In this paper, a dynamic attention mechanism and multi-Strategy matching model was proposed to complete the rice-related answer selection task. The model combined the advantages of the pre-training model in language representation. At the same time, a dynamic attention mechanism was introduced to remove some irrelevant and redundant information to obtain sentence representation efficiently. Secondly, multi-Strategy matching was introduced to compare different units between sentences, and the semantic association between target sentences was fully obtained.

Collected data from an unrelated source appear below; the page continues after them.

PR #5870, opened 2024-07-16
Remove Dependency Mgmt for H2 and rely on Boot Bom

cppwfs:
This change is only for the Single Step Batch Job and Composed Task Runner.


onobc (approved):
Thanks for this improvement and fix @cppwfs

PR #5888, opened 2024-08-05
Update prometheus-rsocket-proxy to 2.0.0-M1

onobc:


spring-cloud-dataflow-docs/src/main/asciidoc/spring-boot-3x.adoc
```diff
@@ -20,8 +20,6 @@ The naming of the metrics registry-specific properties differ as follows:
 * `2.x`: `management.metrics.export.prometheus.enabled=true`
```
cppwfs, line 20: Do we want to keep the spring-boot-3x.adoc? It contains both boot 3 and boot 2 instructions on prometheus?
We really don't need the boot2 docs anymore do we?

cppwfs (commented):
Just a little nitpick.

spring-cloud-dataflow-docs/src/main/asciidoc/spring-boot-3x.adoc
onobc: Nope, it will be deleted, I just did not delete it as part of "Update prometheus-rsocket-proxy...`

corneil (approved):
LGTM

cppwfs (approved):
LGTM

PR #5891, opened 2024-08-07
Fix problem with large Oracle container causing disk space issue

corneil:
Fix issue with large Oracle container causing disk space issue by running DB2 and Oracle specific tests in separate parallel jobs.

Found the following in ci and build-snapshot-worker logs.

```
##[warning]You are running out of disk space. The runner will stop working when the machine runs out of disk space. Free space left: 20 MB
```


cppwfs:
Can you take a peak at why the PR-CI build did not run for this PR?  Thanks!

corneil:
> Can you take a peak at why the PR-CI build did not run for this PR? Thanks!

I added [skip-ci] because it wasn't going to exercise the code in question.

PR #347, opened 2024-04-11
Populate detectionTool metadata for CodeQL codemods

carlosu7:
Implement `FixOnlyCodeChanger` for CodeQL codemods


core-codemods/src/main/java/io/codemodder/codemods/MavenSecureURLCodemod.java
```diff
@@ -70,7 +90,9 @@ private CodemodFileScanningResult processXml(final Path file)
     Set<Integer> linesAffected = xmlChange.linesAffected();
 
     List<CodemodChange> allWeaves =
-        linesAffected.stream().map(CodemodChange::from).collect(Collectors.toList());
+        linesAffected.stream()
```
nahsra, line 93: Is `file.toString()` the ID? Shouldn't we be getting a GUID out of the SARIF `Result` object or something? This ID represents the tool vendor's ID for that finding.

plugins/codemodder-plugin-codeql/src/main/java/io/codemodder/providers/sarif/codeql/CodeQLSarifJavaParserChanger.java
```diff
@@ -0,0 +1,26 @@
+package io.codemodder.providers.sarif.codeql;
+
+import com.contrastsecurity.sarif.Result;
+import com.github.javaparser.ast.Node;
+import io.codemodder.RuleSarif;
+import io.codemodder.SarifPluginFixOnlyCodeChanger;
+import io.codemodder.SourceCodeRegionExtractor;
+
+/**
+ * Provides foundational functionality for modifying Java code using JavaParser based on findings
```
nahsra, line 10: Comment copied and incorrect

nahsra (changes requested):

core-codemods/src/main/java/io/codemodder/codemods/MavenSecureURLCodemod.java
carlosu7: @nahsra currently, i'm not seeing how the results are related to the affected lines of the xmlChange because the list of results right now is not taken in consideration and i think it should now be considered if we want to link the result guid to the affected line

but since the current test only has 1 affected line and the result guid is null, i'm not sure how to link the guid and the affected line

core-codemods/src/main/java/io/codemodder/codemods/MavenSecureURLCodemod.java
```diff
@@ -29,7 +30,8 @@
     reviewGuidance = ReviewGuidance.MERGE_WITHOUT_REVIEW,
     importance = Importance.MEDIUM,
     executionPriority = CodemodExecutionPriority.HIGH)
-public final class MavenSecureURLCodemod extends SarifPluginRawFileChanger {
+public final class MavenSecureURLCodemod extends SarifPluginRawFileChanger
```
nahsra, line 33: Should this extend a new `CodeQLSarifPluginRawFileChanger` type?

core-codemods/src/main/java/io/codemodder/codemods/MavenSecureURLCodemod.java
nahsra: Is the correlation GUID also null? If not, we should use that.

plugins/codemodder-plugin-codeql/src/main/java/io/codemodder/providers/sarif/codeql/CodeQLSarifJavaParserChanger.java
```diff
@@ -0,0 +1,26 @@
...
+ * from a SARIF file generated by Semgrep analysis.
+ */
```
nahsra, line 12: Still a typo here, it says "Semgrep"...

nahsra (changes requested):

PR #351, opened 2024-04-16
Added workaround for children out of order while adding statements.

### LINKED ISSUE #340: Add RemoveUnusedLocalVariables transform to SQLParameterizerWithCleanup
The sql parameterizer codemod may leave a few unused variables after the transformation. This transformation already exists in `ASTTransforms.removeUnusedLocalVariables` but it currently fails due to a bug in JavaParser where children may appear out of order after adding a statement.

This can be seen by executing the following snippet:
```java
   String code =
        """
    class A{
	    void f(){
		    int b = 2;
		    int c = 3;
	    }
    }
    """;
    CompilationUnit cu = StaticJavaParser.parse(code);
    System.out.println(cu);
    // var name = cu.findAll(NameExpr.class).get(1);
    var stmt = cu.findAll(Statement.class).get(1);
    var newStmt = StaticJavaParser.parseStatement("int a = 1;");
    var blockStmt = (BlockStmt) stmt.getParentNode().get();
    System.out.println("Children: " + blockStmt.getChildNodes());
    System.out.println("Statements: " + blockStmt.getStatements());
    blockStmt.addStatement(0, newStmt);
    System.out.println(cu);
    System.out.println(stmt);
    System.out.println("Children: " + blockStmt.getChildNodes());
    System.out.println("Statements: " + blockStmt.getStatements());
```

this will produce:
```
    class A {

        void f() {
            int b = 2;
            int c = 3;
        }
    }

    Children: [int b = 2;, int c = 3;]
    Statements: [int b = 2;, int c = 3;]
    class A {

        void f() {
            int a = 1;
            int b = 2;
            int c = 3;
        }
    }

    int b = 2;
    Children: [int b = 2;, int c = 3;, int a = 1;]
    Statements: [int a = 1;, int b = 2;, int c = 3;]
```

Notice that the children and statement orders differ after the addition.

andrecsilva:
- Added a new method to add statements to nodes that preserves children order. This unfortunately causes some small formatting changes.
- Enabled cleanup step that removes unused variables for some parameterization codemods.
Closes #340.

### DIFF
--- a/core-codemods/src/test/resources/hql-parameterizer/Test.java.before
+++ b/core-codemods/src/test/resources/hql-parameterizer/Test.java.before
@@ -9,16 +9,19 @@ public final class Test {
 
     void direct(String tainted) {
       Query<User> hqlQuery = session.createQuery("select p from Person p where p.name like '" + tainted + "'");
+      List l = hqlQuery.list();
     }
 
     void indirect(String tainted) {
       String query = "select p from Person p where p.name like '" + tainted + "'";
       Query<User> hqlQuery = session.createQuery(query);
+      List l = hqlQuery.list();
     }
 
     void indirectMultiple(String tainted, String tainted2) {
       String query = "select p from Person p where p.name like '" + tainted + "' and p.surname like '" + tainted2 + "'";
       Query<User> hqlQuery = session.createQuery(query);
+      List l = hqlQuery.list();
     }
 
     void indirectMultipeString(String tainted, String tainted2) {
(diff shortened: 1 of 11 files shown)


core-codemods/src/test/resources/hql-parameterizer/Test.java.before
```diff
@@ -9,22 +9,26 @@ public final class Test {
 
     void direct(String tainted) {
       Query<User> hqlQuery = session.createQuery("select p from Person p where p.name like '" + tainted + "'");
+      List l = hqlQuery.list();
     }
 
     void indirect(String tainted) {
       String query = "select p from Person p where p.name like '" + tainted + "'";
       Query<User> hqlQuery = session.createQuery(query);
```
nahsra, line 17: Why are we adding these `hqlQuery.list()` calls?

andrecsilva: To avoid being removed as unused by the cleanup step.

nahsra (approved):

The experimental results showed that the overall performance of the proposed model was better than that of the baseline model. In addition, the model proposed in this paper can be applied not only to answer selection tasks but also to matching and sorting tasks—for example, automatic question answering, machine reading comprehension, and dialogue system. Currently, this paper migrated the trained Bert pre-training model because there is an out-of-vocabulary (OOV) problem in the text field that cannot be ignored. In future work, we will first train the Elmo model on our dataset and embed the new word vector representation obtained from the training into the context embedding layer; we will explore the influence of the corpus knowledge field on word vector representation. In addition, we will further explore the impact of other existing pre-training models on downstream processing tasks, such as general pre-training (GPT) and universal language model fine-tuning (ULMFIT), which are currently well used; and then analyze and study the representation mechanism, applicable scenarios, and migration strategies of the language model. Finally, we will also explore the matching strategy of deep interaction between sentences.

Author Contributions

Conceptualization, T.X. and H.W. (Haoriqin Wang); methodology, H.W. (Huarui Wu); software, H.W. (Huarui Wu); validation, H.W. (Haoriqin Wang), H.Z. and T.X.; formal analysis, H.W. (Haoriqin Wang); investigation, Q.W.; resources, T.X.; data curation, H.W. (Huarui Wu); writing—original draft preparation, H.W. (Huarui Wu) and H.Z.; writing—review and editing, H.W. (Haoriqin Wang) and H.W. (Huarui Wu); visualization, H.W. (Haoriqin Wang).; supervision, S.Q. and H.Z.; project administration, S.Q.; funding acquisition, Q.W. All authors have read and agreed to the published version of the manuscript.

Funding

This research was funded by the National Key Research and Development Program of China, grant number of 2019YFD1101105; Key technologies of Liaoning large-scale rice production in 5G smart unmanned farm, grant number of LSNZD202005; Science and Technology Plan Project of Inner Mongolia Autonomous Region of China, grant number of 2020GG0189; The Central Government Guided Local Science and Technology Development Fund project, grant number of 2020ZY0003; Higher Education Science Research Project of Inner Mongolia Autonomous Region of China, grant number of NJZY21419; Natural Science Foundation of Inner Mongolia Autonomous Region, grant number of 2021LHMS06006. The APC was funded by the National Key Research and Development Program of China, grant number of 2019YFD1101105.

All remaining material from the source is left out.